Stored data entries:
=== Section Start ===
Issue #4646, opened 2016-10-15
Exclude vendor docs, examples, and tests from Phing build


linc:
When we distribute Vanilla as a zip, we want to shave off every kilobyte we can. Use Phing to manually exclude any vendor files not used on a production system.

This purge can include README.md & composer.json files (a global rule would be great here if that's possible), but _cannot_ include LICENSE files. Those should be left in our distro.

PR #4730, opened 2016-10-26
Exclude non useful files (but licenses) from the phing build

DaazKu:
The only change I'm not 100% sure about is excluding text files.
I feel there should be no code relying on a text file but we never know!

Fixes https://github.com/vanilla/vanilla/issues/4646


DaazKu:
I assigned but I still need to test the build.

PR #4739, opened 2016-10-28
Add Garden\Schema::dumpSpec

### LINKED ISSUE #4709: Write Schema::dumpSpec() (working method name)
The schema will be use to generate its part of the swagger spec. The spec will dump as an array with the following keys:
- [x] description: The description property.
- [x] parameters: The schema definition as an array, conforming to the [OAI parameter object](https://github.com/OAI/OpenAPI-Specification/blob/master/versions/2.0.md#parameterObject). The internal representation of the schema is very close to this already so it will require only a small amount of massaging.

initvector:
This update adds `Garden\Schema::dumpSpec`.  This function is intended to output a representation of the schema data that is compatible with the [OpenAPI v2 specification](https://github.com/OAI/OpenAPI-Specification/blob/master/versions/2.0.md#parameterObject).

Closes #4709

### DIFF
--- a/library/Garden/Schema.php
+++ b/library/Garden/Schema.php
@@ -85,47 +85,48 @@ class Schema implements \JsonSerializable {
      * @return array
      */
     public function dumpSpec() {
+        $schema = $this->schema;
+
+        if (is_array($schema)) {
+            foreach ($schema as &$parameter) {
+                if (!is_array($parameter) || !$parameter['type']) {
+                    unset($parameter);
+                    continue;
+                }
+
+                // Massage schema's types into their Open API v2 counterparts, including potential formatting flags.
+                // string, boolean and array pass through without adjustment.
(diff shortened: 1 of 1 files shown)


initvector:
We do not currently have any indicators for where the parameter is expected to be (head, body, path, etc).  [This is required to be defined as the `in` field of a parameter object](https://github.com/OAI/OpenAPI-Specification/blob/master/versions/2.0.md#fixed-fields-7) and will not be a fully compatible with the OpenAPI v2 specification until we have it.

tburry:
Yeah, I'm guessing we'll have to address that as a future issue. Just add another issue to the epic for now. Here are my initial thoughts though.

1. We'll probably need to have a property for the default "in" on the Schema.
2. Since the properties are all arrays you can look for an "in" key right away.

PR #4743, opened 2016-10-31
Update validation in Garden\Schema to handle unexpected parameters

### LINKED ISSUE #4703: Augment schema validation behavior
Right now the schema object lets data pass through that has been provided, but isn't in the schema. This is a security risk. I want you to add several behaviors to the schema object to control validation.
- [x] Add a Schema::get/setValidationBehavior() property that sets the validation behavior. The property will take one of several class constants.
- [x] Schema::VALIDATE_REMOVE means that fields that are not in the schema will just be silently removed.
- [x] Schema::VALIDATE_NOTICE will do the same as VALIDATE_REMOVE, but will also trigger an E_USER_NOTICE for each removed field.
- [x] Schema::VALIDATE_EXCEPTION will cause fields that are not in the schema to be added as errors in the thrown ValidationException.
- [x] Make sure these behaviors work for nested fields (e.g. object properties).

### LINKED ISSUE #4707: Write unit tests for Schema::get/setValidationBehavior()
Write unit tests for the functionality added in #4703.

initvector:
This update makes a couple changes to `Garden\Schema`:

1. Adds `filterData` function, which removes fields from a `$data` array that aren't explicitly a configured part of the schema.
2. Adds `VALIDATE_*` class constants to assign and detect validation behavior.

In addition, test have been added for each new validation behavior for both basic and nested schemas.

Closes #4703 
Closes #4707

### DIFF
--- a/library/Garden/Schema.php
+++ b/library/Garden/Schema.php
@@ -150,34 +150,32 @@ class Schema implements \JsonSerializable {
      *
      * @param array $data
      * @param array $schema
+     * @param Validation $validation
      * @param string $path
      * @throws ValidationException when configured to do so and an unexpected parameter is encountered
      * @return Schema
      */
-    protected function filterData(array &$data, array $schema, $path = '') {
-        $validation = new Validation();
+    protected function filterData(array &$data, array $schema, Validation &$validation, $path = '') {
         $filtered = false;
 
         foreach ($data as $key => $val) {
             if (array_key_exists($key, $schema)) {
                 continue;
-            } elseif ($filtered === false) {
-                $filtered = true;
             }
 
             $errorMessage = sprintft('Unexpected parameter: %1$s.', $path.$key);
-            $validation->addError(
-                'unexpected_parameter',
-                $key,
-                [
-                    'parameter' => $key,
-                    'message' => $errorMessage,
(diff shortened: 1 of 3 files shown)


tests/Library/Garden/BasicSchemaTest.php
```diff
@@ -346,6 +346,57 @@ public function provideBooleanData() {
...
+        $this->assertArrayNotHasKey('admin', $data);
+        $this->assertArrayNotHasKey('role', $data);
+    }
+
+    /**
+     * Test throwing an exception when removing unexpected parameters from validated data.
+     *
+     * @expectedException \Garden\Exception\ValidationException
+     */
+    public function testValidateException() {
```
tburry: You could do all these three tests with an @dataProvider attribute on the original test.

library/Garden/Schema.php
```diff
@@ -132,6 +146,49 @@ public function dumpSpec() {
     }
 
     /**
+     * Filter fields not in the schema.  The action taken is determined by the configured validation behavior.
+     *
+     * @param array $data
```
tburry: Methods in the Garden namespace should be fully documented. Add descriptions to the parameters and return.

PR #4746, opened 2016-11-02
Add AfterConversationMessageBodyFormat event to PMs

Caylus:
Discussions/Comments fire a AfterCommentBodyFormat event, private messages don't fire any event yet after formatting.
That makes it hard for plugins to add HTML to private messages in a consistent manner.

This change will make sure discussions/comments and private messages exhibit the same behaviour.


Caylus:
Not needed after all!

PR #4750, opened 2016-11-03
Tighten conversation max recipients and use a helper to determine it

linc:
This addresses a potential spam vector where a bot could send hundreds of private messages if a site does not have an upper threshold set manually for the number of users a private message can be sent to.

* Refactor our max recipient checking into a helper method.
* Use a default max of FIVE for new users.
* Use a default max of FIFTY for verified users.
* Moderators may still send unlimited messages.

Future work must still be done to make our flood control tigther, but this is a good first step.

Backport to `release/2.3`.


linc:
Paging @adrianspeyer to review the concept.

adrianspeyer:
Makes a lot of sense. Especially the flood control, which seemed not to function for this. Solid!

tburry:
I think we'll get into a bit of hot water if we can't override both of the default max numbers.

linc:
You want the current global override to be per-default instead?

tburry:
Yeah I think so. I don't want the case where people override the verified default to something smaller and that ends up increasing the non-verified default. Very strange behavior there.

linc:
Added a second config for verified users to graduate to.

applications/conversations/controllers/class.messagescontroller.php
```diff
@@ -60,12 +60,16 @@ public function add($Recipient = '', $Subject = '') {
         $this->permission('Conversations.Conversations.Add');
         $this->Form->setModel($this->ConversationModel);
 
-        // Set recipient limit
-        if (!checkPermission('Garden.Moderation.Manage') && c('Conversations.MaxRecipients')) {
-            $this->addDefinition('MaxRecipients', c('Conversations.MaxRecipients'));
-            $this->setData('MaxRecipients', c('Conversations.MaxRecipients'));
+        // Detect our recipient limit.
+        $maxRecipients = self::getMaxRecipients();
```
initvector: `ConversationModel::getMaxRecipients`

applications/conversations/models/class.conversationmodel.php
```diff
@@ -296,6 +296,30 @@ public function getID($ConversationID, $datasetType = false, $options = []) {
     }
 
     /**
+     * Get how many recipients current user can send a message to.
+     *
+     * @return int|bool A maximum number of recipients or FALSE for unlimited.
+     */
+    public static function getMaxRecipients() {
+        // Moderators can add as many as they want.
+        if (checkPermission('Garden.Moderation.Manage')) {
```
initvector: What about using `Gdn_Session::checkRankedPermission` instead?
=== Section End ===
__Work task__:
I'd like the lines above from the one with "Yeah, I'm guessing" up to and including the one with "- [x] Schema::VALIDATE_NOTICE" copied exactly, with no other lines.

__Result of the exercise__:
Yeah, I'm guessing we'll have to address that as a future issue. Just add another issue to the epic for now. Here are my initial thoughts though.

1. We'll probably need to have a property for the default "in" on the Schema.
2. Since the properties are all arrays you can look for an "in" key right away.

PR #4743, opened 2016-10-31
Update validation in Garden\Schema to handle unexpected parameters

### LINKED ISSUE #4703: Augment schema validation behavior
Right now the schema object lets data pass through that has been provided, but isn't in the schema. This is a security risk. I want you to add several behaviors to the schema object to control validation.
- [x] Add a Schema::get/setValidationBehavior() property that sets the validation behavior. The property will take one of several class constants.
- [x] Schema::VALIDATE_REMOVE means that fields that are not in the schema will just be silently removed.
- [x] Schema::VALIDATE_NOTICE will do the same as VALIDATE_REMOVE, but will also trigger an E_USER_NOTICE for each removed field.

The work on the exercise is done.